CUCINA ‘APERTA’ O CUCINA ‘CHIUSA’ (II)?

Ecco la seconda parte dell’articolo che conclude l’argomento sulle cucine “aperte” e “chiuse”. Questa settimana approfondiamo le caratteristiche della seconda tipologia.

La definizione non pretende di essere tecnica: serve solo per rendere l’immagine di un ambiente in cui ogni oggetto, utensile ed accessorio rimane preferibilmente celato dietro i pannelli delle basi, dei pensili e degli armadi.

La cucina “chiusa”

Anche in questo caso si tratta di una scelta estetica. Chi vuole realizzare un progetto con queste prerogative in genere apprezza uno stile minimalista, pulito ed essenziale, qualità tipiche dell’arredamento moderno. La linea dei mobili emerge su tutto e il decoro e l’eleganza sono dati dalla qualità delle finiture e da colori uniformi, a tutto campo.

Ogni stoviglia, posata od utensile deve poter essere riposto “all’interno”, quindi per ogni oggetto bisogna pensare ad una sede ideale, in cui possa essere ergonomicamente recuperato durante le operazioni di cucina.

In questo contesto gli elementi per il contenimento si moltiplicano e si diversificano in base alle funzioni e alla posizione rispetto alle aree operative. Si possono “specializzare” con l’adozione di appositi divisori o rastrelliere.

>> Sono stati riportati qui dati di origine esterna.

PR #2179, opened 2026-07-24
fix: add missing Serbian and Montenegrin letters

savely-krasovsky:


savely-krasovsky:
Done.

savely-krasovsky:
This should also cover Croatian, Bosnian and Slovene.

Issue #2184, opened 2026-07-26
Feature request: Settings home screen icons are visually inconsistent; Miscellaneous and Credits have no icon


personn-b:
### Use Cases

On the settings home screen, most rows have a coloured circular icon on the left — Languages & Models, Keyboard & Typing, Swipe Typing, Text Prediction, Voice Input, Actions, Theme, Payment, Help & Feedback.

Three rows don't: Miscellaneous, Credits, and Check for updates manually.

Because the rows without icons still keep the same left indent for their text, they leave an empty gap where every other row has a coloured circle. Scanning down the list, the eye follows the column of icons and then loses the thread at the bottom, so those three entries read as less important than the rest, or as though something failed to load. They're also harder to pick out at a glance, since there's no shape or colour to anchor them — only text.

Screenshot:

<img width="1080" height="2793" alt="Image" src="https://github.com/user-attachments/assets/be17b6fa-8c0a-4545-b03d-eb18e23cf687" />

### Proposal

Give the three rows icons, consistent with the existing ones.

In `java/src/org/futo/inputmethod/latin/uix/settings/pages/Home.kt`, all three are declared without an `icon` parameter:

- `Miscellaneous` — `NavigationItemStyle.MiscNoArrow`
- `Credits` — `NavigationItemStyle.MiscNoArrow`
- `Check for updates manually` — `NavigationItemStyle.Misc`

One thing worth deciding up front: `Misc` and `MiscNoArrow` set `circleColor = Color.Transparent` and dim the tint to 75% alpha, so simply adding `icon =` would give a faded icon with no circle behind it. Matching the rows above means also switching to `HomePrimary`/`HomeSecondary`/`HomeTertiary` — but that brings back the trailing arrow, which `MiscNoArrow` suppresses. If you'd rather those rows stay arrow-less, a new enum entry would be needed instead. Happy to go either way.

For the icons themselves, `more_horizontal.xml` already exists and fits Miscellaneous. Credits and Check for updates would need new assets — the closest existing candidates are already used elsewhere.

**Would you be open to a PR for this?** And where would you prefer new icons come from? The current set looks like Feather Icons, which is no longer maintained. Options I can see:

- [Lucide](https://lucide.dev) — the community fork of Feather, same 24×24 grid and 2 px stroke, ISC licensed, so new icons would match the existing assets exactly. Has `users` and `refresh-cw`.
[...]

PR #2185, opened 2026-07-26
Settings home: make icons visually uniform

personn-b:
Partial follow-up to #2184, which was closed as not planned. This covers only the "existing icons don't match each other" half — Miscellaneous, Credits, and Check for updates are untouched and still have no icon, so none of the `NavigationItemStyle` / trailing-arrow questions from that issue apply here.

The current set is Feather-derived, which is unmaintained, and several rows had bespoke drawables drawn off-grid against it. Lucide is the maintained Feather fork on the same 24×24 grid and 2px stroke, so path data drops in exactly.

## Icons

| Row | Drawable | Was | Now |
| --- | --- | --- | --- |
| Languages | `globe.xml` | custom 26×26 globe | `globe` |
| Keyboard & Typing | `keyboard.xml` | custom key-grid icon, off-grid (62×36 viewport) | `keyboard` |
| Swipe | `swipe_icon.xml` | custom gesture icon, off-grid (32×34 viewport) | `line-squiggle` |
| Predictive Text | `text_prediction.xml` | custom lightbulb-ish icon | `spell-check-2` |
| Voice Input | `mic_fill.xml` | custom filled mic | `mic` |
| Payment | `dollar_sign.xml` | plain dollar sign | `circle-dollar-sign` |
| Theme | `themes.xml` | Feather-era palette | `palette` |

`smile.xml`, `help_circle.xml`, and `code.xml` were already exact Lucide matches and are untouched.

Only drawable file contents changed — no `R.drawable.*` references in `Home.kt` were renamed, so there are no other call sites to update. That does leave `mic_fill.xml` holding an outline mic; filenames were kept to avoid churn, but happy to rename if you'd prefer.

## Also outside the home screen

Two more rows had the same off-grid Feather-era problem and got the same treatment:

| Row | Drawable | Was | Now |
| --- | --- | --- | --- |
| Predictive Text page | `icon_spellcheck.xml` | off-grid (24×25 viewport, strokeWidth 1.52381) spellcheck glyph | `spell-check` |
| Clipboard pin action | `push_pin.xml` | filled solid pin | `pin` (outline, matches the stroke-based style used elsewhere) |

I audited the rest of the app for the same pattern (keyboard layout picker, action bar glyphs, emoji category tabs, theme editor icons, etc.) and there's a longer list of candidates, but scoped this PR down to just these two plus the home screen — the rest are either filled/branded intentionally, have no clean Lucide equivalent, or are borderline enough to warrant their own discussion rather than bundling here.

## Styling

Separate commit — drop it if you'd rather not.

Row styles currently mix `HomePrimary` / `HomeSecondary` / `HomeTertiary`, so the icon circles rotate through three theme hues. This sets them all to `HomeSecondary`. I think it reads calmer, but it's a taste call and I'm not attached to it — the icon commit stands alone without it.

## Testing

- All modified vector XML validated with `xmllint`
- `./gradlew :assembleDebug` clean, no new resource warnings
- Installed and checked on a Pixel 10 emulator

## Screenshots

| Before | After |
| --- | --- |
| Before | After |

Happy to close if this isn't wanted.

*AI-assisted: description drafting and vector conversion. Built and verified manually.*


abb128:
Thank you for the PR, but I think it might be easier for me to change any icons myself if needed. I don't think all of them should be changed. I will have a look into Lucide since I wasn't aware of it before, but some of these icons were custom-made. Also I don't think we should make everything in home the same color because it removes a bit of intentional visual distinction between the items

Issue #1790, opened 2025-12-29
Feature request: Per-Language Theme as a Visual Indicator for Multilingual Use


drdanielbender:
### Use Cases

I use the FUTO keyboard in a multilingual setup. While using the keyboard, especially when using voice transcription, I frequently realize too late that the wrong language is active. Being able to set a theme per language as a visual indicator would be incredibly helpful to prevent this.

PR #2187, opened 2026-07-26
Add configurable spacebar colors per language

drdanielbender:
## Summary

Addresses #1790.

Issue #1790 requests per-language themes as a visual indicator for multilingual use. This implements a focused solution to the underlying problem: each configured language can have its own spacebar color.

Coloring only the spacebar provides a clear, persistent indication of the active language while preserving the user's selected keyboard theme and avoiding the complexity of maintaining a complete theme for every language.

## Changes

- Add a spacebar color setting for each configured language.
- Provide preset colors and custom six- or eight-digit hexadecimal colors.
- Apply the configured color when the active language changes.
- Refresh the spacebar immediately when its color setting changes.
- Select a contrasting foreground color for the language label.
- Keep new labels and color names in translatable string resources.

## Screenshots

| Per-language setting | Color picker | Active keyboard |
| --- | --- | --- |
| Per-language spacebar color setting | Spacebar color picker | German keyboard with orange spacebar |

## Validation

- `./gradlew --no-daemon compileUnstableDebugJavaWithJavac`
- `git diff --check upstream/master...HEAD`


abb128:
I like the idea, but these colors seem a bit too bright, I think it should act as a more subtle tint instead of a fully bright color and look good across light and dark themes. I'm not sure if we can make it work well with custom themes, for example the Christmas theme. I also think the hex color input should be removed, as well as the color names, for simplicity (the names will likely be difficult to translate to some languages)

drdanielbender:
## Update after review

Implemented the requested UI and color adjustments in `b1e92a16d`:

- Added a per-language transparency slider so the selected color can act as a subtle tint across light and dark themes. The default transparency is 50%.
- Removed the custom hex-color input.
- Removed the visible color names from the picker while retaining accessible descriptions.
- Replaced the pink preset with white.

As expected by @abb128 in [his comment](https://github.com/futo-org/android-keyboard/pull/2187#issuecomment-5093194003), the Christmas theme is not supported by this change and does not work with it. From my point of view, this is acceptable because not everyone will use the optional feature that changes the spacebar color based on the selected language. If someone likes to use this feature, they will likely be fine with using another theme.

| Per-language setting | Color picker | Active keyboard |
| --- | --- | --- |
| Per-language spacebar color setting | Spacebar color picker with transparency control | Active keyboard with tinted spacebar |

– Armadi: singoli o schierati a coprire un’intera parete sono capienti e utili a dare una sensazione di uniformità all’aspetto della cucina. Sono funzionali soprattutto alla sistemazione degli attrezzi più ingombranti.

Per quelli posti in zona limitrofa al blocco o al piano cottura, la parte inferiore può essere accessoriata per ospitare pentole e tegami. E’ sempre preferibile conservarli in una posizione in cui la polvere non si accumuli all’interno e separatamente dai coperchi (che possono essere sistemati in una vicina rastrelliera, sempre interna), in modo che l’aria possa circolare liberamente. La parte superiore può contenere piatti, bicchieri, tazze e contenitori di ogni tipo.

In quelli periferici si possono stivare apparecchi particolari come gelatiere o i pezzi speciali dei servizi da tavola, usati solo di rado (zuppiere, grandi piatti da portata, ecc.).

– Cestelli estraibili: oltre ad essere particolarmente comodi per il tipo di apertura, si rivelano indispensabili quando il loro interno viene ripartito per ospitare gli attrezzi usati regolarmente o almeno una volta alla settimana. Può essere utile anche valutare criticamente le proprie abitudini culinarie e decidere di collocare sotto il piano di lavoro e il piano cottura i condimenti preferiti (olio, sale, pepe, spezie, vino, aceto, e così via), contenitori per la pasta, ecc.

In un altro cestello puoi conservare le tovaglie, le presine e gli strofinacci. In un altro, con rastrelliera interna, i piatti e i coperchi delle pentole e dei tegami.

– Cassetti specializzati: sono un’idea preziosa per riuscire ad avere sempre in perfetto ordine posateria particolare. Ad esempio, saprai sempre dove trovare coltelli per il formaggio, utensili per tagliare le verdure, apribottiglie, schiaccianoci o accessori di pasticceria se dedichi loro uno scomparto dove siano sempre inseriti nel loro spazio, senza appoggiarli dove capita o farli “migrare” da un cassetto all’altro.

Da un punto di vista estetico, la soluzione di una cucina “chiusa” potrebbe essere stilisticamente conveniente se l’ambiente in cui sarà inserito il progetto è comunicante con il reparto giorno, come può succedere in un monolocale. L’unico rischio che si può correre è di esagerare con l’ordine e la razionalizzazione e quindi di realizzare una cucina anonima, fredda e poco vissuta.